▸ **Task description**
Could you print every line from the first one of the records below through the line containing "sjackman: It's relatively", with both included and nothing else?

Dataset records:
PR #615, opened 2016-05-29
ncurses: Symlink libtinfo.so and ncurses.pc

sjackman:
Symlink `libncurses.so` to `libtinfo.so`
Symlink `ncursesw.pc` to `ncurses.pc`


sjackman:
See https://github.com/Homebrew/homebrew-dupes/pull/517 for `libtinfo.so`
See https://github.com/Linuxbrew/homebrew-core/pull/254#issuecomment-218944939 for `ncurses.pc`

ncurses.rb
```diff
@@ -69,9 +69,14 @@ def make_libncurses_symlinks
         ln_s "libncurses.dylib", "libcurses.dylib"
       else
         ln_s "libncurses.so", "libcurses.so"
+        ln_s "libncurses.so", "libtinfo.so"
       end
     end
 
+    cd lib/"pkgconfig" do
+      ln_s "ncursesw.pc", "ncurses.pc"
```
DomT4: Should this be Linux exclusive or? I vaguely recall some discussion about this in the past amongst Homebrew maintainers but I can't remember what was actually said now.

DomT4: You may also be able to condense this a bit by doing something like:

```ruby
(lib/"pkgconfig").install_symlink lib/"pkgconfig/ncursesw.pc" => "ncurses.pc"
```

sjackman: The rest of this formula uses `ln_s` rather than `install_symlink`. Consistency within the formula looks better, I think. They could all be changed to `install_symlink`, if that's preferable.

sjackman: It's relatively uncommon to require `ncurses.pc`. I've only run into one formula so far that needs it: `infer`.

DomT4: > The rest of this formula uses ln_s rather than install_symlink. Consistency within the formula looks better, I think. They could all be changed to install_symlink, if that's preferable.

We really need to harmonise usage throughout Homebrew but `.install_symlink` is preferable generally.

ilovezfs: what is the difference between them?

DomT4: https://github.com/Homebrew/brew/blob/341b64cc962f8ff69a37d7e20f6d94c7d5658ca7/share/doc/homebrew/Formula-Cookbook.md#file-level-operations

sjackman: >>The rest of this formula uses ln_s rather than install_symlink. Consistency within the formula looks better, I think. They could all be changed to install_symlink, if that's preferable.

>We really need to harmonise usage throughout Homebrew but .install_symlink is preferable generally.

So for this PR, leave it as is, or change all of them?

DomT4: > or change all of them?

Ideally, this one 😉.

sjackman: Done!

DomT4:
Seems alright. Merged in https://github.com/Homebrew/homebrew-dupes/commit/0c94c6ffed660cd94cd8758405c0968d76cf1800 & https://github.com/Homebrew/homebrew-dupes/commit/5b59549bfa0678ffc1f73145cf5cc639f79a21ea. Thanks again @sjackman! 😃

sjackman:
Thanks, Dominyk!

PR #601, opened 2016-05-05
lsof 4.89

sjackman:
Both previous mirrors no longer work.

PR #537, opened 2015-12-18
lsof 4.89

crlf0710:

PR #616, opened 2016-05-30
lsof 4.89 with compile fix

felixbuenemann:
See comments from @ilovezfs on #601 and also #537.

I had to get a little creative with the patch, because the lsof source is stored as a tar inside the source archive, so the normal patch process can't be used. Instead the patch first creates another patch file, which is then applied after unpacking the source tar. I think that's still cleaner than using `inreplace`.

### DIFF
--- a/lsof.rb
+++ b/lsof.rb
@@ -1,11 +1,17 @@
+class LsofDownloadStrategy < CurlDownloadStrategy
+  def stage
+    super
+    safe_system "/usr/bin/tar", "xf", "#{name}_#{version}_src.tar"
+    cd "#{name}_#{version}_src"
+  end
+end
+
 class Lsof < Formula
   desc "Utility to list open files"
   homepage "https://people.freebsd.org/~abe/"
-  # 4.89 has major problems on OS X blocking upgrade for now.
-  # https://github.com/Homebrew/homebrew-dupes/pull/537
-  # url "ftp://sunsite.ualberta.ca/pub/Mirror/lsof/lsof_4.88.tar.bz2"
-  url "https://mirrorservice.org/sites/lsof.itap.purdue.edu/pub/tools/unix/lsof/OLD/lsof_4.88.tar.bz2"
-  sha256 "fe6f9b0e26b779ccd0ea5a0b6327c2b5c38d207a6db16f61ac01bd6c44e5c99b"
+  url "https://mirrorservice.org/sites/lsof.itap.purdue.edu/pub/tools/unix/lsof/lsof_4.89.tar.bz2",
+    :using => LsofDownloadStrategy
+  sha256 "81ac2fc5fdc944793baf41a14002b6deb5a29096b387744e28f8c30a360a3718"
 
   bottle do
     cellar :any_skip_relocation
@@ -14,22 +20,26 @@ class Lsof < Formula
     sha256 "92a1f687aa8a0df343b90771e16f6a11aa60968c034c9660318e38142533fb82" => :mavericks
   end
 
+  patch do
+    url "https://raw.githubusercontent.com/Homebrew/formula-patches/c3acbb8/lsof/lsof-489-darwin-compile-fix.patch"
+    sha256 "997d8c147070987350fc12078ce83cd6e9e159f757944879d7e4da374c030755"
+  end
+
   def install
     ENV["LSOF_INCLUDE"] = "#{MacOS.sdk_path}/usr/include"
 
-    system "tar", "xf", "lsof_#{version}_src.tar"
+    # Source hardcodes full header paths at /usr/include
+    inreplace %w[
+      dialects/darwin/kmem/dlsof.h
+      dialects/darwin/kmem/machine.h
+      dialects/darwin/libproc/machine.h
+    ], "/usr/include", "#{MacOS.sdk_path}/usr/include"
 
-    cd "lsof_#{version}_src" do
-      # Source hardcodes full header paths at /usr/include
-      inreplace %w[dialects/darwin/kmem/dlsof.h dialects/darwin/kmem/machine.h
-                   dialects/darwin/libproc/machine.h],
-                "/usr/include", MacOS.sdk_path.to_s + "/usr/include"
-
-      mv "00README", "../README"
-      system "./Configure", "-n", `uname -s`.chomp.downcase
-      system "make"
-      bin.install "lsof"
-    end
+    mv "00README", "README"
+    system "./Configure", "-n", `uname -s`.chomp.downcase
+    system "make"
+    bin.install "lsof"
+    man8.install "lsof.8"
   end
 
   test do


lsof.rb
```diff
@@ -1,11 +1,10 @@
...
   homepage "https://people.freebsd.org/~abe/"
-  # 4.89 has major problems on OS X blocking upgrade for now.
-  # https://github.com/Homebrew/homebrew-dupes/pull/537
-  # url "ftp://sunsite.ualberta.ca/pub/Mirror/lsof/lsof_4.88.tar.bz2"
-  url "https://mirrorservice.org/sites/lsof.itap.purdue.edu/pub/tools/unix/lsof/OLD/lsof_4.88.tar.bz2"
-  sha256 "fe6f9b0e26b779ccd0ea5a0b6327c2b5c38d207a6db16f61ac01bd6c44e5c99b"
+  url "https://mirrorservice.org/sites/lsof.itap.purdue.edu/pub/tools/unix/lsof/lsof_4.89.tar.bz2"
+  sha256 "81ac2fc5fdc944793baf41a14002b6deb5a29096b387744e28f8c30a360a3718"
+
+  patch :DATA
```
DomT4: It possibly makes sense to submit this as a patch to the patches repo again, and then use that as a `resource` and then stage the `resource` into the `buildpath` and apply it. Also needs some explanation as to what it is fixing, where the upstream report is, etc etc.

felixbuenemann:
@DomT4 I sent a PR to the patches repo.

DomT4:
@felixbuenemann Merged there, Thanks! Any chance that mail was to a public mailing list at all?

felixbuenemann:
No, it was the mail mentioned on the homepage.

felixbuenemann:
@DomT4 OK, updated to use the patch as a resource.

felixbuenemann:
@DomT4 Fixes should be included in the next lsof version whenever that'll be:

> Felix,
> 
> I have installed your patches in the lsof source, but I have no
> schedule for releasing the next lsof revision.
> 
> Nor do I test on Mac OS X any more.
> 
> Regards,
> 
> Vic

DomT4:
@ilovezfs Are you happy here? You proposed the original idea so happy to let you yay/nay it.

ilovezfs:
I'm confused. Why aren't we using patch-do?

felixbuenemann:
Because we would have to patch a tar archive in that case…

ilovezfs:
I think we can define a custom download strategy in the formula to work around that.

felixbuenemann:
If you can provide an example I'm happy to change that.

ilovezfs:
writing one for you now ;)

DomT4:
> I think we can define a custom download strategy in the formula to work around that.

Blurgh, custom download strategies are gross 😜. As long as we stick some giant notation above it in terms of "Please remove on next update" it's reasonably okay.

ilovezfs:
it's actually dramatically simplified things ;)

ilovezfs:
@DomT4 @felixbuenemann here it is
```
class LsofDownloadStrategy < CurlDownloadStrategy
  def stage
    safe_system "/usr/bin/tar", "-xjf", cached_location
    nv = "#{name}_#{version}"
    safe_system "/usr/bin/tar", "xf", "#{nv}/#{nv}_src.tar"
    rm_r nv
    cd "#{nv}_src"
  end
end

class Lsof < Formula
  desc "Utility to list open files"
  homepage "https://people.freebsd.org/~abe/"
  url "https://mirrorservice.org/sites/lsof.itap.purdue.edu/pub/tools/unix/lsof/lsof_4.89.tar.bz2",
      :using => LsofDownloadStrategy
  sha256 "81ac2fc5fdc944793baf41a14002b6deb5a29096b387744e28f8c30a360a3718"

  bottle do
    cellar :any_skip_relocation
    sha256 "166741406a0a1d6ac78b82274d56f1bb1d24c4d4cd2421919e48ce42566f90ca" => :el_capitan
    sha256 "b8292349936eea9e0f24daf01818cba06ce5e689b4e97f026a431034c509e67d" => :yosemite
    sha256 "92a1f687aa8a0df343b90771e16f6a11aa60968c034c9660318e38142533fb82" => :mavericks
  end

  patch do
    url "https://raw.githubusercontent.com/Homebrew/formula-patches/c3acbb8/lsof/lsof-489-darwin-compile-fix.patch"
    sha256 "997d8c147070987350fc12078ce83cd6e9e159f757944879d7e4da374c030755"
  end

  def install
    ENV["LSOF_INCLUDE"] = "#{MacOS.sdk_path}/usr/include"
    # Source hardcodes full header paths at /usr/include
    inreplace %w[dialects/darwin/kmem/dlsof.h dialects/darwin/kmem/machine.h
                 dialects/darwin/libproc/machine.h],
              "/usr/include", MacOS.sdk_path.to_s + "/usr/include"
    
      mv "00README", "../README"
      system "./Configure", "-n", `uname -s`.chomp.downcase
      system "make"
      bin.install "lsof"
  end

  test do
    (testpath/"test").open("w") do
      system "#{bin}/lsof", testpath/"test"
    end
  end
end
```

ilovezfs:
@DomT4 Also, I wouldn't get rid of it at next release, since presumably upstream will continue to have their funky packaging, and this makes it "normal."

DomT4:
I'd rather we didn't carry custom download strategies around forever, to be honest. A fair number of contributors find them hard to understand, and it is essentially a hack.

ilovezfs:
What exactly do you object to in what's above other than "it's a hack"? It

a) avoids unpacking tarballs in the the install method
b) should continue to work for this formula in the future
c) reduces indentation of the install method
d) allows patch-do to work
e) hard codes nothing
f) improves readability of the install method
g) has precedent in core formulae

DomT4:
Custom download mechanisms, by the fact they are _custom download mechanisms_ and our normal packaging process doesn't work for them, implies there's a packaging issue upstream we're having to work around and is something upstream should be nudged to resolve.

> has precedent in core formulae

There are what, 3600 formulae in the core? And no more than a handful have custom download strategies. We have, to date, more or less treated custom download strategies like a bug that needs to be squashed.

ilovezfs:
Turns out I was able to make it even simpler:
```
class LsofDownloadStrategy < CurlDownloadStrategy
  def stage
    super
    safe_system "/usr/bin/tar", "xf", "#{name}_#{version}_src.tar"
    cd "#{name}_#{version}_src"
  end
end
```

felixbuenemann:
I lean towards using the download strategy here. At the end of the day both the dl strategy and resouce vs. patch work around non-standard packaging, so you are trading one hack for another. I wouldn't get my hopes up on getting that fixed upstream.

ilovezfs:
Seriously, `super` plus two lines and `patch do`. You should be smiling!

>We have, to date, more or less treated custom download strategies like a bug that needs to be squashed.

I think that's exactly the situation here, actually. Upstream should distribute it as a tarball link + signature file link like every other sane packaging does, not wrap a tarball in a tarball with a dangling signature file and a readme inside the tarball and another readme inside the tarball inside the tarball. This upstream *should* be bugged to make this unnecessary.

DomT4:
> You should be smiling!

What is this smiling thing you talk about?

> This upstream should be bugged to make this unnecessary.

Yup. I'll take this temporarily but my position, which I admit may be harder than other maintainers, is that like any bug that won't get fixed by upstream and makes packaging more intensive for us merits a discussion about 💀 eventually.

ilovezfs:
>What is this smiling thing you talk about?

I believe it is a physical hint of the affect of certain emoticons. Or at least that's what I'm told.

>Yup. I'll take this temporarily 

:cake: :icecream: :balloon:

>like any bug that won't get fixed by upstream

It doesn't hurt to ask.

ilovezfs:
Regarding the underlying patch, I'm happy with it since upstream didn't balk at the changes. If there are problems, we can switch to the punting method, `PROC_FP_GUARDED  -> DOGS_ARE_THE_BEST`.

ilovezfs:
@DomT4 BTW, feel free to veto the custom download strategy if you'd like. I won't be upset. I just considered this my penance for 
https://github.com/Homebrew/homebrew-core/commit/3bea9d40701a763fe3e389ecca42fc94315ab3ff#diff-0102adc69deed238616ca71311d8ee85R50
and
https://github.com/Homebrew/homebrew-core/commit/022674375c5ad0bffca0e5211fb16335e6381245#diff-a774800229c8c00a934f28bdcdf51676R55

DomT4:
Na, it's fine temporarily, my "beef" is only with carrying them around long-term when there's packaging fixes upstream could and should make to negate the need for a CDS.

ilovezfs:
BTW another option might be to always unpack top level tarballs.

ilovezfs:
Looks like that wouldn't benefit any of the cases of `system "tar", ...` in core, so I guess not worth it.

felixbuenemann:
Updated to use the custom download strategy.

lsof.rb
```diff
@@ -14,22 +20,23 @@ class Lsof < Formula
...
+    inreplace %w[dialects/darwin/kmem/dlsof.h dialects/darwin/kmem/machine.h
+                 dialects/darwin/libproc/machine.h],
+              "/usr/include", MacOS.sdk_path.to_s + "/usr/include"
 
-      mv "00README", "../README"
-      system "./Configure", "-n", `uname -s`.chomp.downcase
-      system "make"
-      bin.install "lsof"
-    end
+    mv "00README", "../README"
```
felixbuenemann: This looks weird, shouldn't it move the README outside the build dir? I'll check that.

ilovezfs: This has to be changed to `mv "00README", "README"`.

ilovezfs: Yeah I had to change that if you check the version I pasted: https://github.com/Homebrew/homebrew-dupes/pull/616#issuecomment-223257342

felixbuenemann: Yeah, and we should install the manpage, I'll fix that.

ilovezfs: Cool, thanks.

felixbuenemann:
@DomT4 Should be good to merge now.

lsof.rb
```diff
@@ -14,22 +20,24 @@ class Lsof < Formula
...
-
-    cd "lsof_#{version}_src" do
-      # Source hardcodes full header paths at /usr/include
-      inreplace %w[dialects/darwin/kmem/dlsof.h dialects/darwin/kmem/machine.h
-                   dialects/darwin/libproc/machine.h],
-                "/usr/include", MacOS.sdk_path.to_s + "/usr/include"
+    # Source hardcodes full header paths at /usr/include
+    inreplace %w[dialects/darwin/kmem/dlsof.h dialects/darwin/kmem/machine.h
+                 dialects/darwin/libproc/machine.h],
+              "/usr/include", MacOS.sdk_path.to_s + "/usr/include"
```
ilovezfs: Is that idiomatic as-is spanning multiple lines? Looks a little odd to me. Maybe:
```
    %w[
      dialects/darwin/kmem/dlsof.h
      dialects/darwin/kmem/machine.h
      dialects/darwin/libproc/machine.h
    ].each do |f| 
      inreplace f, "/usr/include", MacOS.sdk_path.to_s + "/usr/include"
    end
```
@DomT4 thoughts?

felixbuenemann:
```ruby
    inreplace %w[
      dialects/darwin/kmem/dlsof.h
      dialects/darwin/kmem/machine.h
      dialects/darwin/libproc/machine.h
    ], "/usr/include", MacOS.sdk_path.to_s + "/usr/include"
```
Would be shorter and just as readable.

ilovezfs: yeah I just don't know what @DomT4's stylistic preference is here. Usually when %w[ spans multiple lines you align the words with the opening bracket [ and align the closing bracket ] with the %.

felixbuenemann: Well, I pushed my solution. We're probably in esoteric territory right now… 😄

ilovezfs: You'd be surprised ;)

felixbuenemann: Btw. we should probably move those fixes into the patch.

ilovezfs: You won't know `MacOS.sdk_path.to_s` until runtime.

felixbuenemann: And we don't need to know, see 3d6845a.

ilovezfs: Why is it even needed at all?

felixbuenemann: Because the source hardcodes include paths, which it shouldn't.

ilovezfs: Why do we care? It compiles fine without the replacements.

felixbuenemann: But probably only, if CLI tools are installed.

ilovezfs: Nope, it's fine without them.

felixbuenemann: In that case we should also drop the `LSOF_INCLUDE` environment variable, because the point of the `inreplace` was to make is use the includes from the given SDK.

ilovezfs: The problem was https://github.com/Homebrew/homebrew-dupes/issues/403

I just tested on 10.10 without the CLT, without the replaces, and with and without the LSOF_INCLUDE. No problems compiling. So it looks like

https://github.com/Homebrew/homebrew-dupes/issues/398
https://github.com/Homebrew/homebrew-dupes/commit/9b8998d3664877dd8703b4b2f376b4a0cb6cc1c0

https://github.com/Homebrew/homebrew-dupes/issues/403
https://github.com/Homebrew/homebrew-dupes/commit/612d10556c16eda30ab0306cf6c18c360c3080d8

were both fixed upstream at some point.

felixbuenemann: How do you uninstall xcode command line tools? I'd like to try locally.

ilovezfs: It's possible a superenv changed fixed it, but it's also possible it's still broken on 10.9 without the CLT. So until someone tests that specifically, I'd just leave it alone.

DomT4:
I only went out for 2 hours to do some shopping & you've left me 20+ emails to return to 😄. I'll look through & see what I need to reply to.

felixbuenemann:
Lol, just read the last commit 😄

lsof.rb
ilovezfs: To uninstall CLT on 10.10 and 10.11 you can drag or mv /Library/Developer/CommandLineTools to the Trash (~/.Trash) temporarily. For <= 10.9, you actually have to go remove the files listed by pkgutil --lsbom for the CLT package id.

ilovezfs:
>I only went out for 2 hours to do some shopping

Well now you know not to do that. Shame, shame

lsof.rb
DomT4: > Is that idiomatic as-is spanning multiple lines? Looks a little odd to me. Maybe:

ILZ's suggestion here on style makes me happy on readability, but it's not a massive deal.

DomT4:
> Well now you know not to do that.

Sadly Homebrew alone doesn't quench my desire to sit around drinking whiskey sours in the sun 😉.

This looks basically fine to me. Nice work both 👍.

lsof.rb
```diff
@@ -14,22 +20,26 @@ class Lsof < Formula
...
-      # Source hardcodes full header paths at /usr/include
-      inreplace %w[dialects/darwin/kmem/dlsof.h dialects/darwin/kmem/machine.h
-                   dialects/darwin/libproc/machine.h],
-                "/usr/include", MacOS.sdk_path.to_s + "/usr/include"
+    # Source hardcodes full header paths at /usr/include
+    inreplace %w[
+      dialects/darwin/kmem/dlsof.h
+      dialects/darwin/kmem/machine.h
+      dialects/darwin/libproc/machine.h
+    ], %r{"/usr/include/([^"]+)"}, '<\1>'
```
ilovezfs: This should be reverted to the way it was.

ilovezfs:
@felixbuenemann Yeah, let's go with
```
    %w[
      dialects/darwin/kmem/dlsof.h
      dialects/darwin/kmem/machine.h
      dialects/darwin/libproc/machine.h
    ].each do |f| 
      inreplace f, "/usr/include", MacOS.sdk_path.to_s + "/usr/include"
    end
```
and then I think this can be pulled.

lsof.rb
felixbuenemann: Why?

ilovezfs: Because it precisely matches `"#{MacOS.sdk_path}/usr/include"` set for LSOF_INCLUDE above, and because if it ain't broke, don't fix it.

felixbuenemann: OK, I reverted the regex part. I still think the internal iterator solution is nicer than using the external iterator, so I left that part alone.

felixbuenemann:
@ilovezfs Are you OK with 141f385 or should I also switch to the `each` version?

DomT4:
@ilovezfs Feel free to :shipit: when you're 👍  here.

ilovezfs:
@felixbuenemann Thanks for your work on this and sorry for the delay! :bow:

▸ **Exercise response**
PR #615, opened 2016-05-29
ncurses: Symlink libtinfo.so and ncurses.pc

sjackman:
Symlink `libncurses.so` to `libtinfo.so`
Symlink `ncursesw.pc` to `ncurses.pc`


sjackman:
See https://github.com/Homebrew/homebrew-dupes/pull/517 for `libtinfo.so`
See https://github.com/Linuxbrew/homebrew-core/pull/254#issuecomment-218944939 for `ncurses.pc`

ncurses.rb
```diff
@@ -69,9 +69,14 @@ def make_libncurses_symlinks
         ln_s "libncurses.dylib", "libcurses.dylib"
       else
         ln_s "libncurses.so", "libcurses.so"
+        ln_s "libncurses.so", "libtinfo.so"
       end
     end
 
+    cd lib/"pkgconfig" do
+      ln_s "ncursesw.pc", "ncurses.pc"
```
DomT4: Should this be Linux exclusive or? I vaguely recall some discussion about this in the past amongst Homebrew maintainers but I can't remember what was actually said now.

DomT4: You may also be able to condense this a bit by doing something like:

```ruby
(lib/"pkgconfig").install_symlink lib/"pkgconfig/ncursesw.pc" => "ncurses.pc"
```

sjackman: The rest of this formula uses `ln_s` rather than `install_symlink`. Consistency within the formula looks better, I think. They could all be changed to `install_symlink`, if that's preferable.

sjackman: It's relatively uncommon to require `ncurses.pc`. I've only run into one formula so far that needs it: `infer`.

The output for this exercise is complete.